[DATA SUPPLIED]

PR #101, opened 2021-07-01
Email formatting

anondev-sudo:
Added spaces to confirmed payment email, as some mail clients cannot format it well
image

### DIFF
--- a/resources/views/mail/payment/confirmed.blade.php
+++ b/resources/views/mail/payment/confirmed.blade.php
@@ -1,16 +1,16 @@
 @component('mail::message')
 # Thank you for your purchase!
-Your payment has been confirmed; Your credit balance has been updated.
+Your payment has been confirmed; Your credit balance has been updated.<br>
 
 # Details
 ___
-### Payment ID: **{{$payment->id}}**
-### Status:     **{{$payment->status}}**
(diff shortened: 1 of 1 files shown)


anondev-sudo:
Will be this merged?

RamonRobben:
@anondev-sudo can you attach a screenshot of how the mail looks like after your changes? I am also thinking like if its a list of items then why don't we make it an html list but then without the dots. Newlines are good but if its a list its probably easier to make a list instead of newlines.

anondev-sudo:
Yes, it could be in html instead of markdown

[/DATA SUPPLIED]
[DATA SUPPLIED]

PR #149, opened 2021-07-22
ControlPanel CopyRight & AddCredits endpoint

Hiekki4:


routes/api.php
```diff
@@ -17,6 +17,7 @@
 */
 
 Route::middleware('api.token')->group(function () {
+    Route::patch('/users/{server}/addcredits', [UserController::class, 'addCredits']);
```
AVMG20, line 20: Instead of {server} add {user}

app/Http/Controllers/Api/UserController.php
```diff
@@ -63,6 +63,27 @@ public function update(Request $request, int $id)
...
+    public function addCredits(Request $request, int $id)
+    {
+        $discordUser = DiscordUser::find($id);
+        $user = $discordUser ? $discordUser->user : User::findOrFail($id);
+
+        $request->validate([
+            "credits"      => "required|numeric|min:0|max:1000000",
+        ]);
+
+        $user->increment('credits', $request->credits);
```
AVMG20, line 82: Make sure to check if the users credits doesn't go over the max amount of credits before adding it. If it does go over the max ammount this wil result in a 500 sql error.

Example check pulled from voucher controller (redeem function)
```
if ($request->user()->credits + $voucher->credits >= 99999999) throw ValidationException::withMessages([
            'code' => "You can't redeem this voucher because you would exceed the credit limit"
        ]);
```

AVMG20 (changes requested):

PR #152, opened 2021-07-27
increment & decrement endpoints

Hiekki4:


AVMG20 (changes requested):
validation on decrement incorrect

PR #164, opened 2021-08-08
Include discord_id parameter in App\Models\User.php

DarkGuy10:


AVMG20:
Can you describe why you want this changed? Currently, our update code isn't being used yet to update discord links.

[/DATA SUPPLIED]

• YOUR GOAL: When the line with "(diff shortened: 1 of 1 files shown)" is reached in the data above, begin copying, and stop after the line with "Yes, it could be in html instead of markdown"; copy each line exactly, both ends included.

• ANSWER FOR THE TASK:
(diff shortened: 1 of 1 files shown)


anondev-sudo:
Will be this merged?

RamonRobben:
@anondev-sudo can you attach a screenshot of how the mail looks like after your changes? I am also thinking like if its a list of items then why don't we make it an html list but then without the dots. Newlines are good but if its a list its probably easier to make a list instead of newlines.

anondev-sudo:
Yes, it could be in html instead of markdown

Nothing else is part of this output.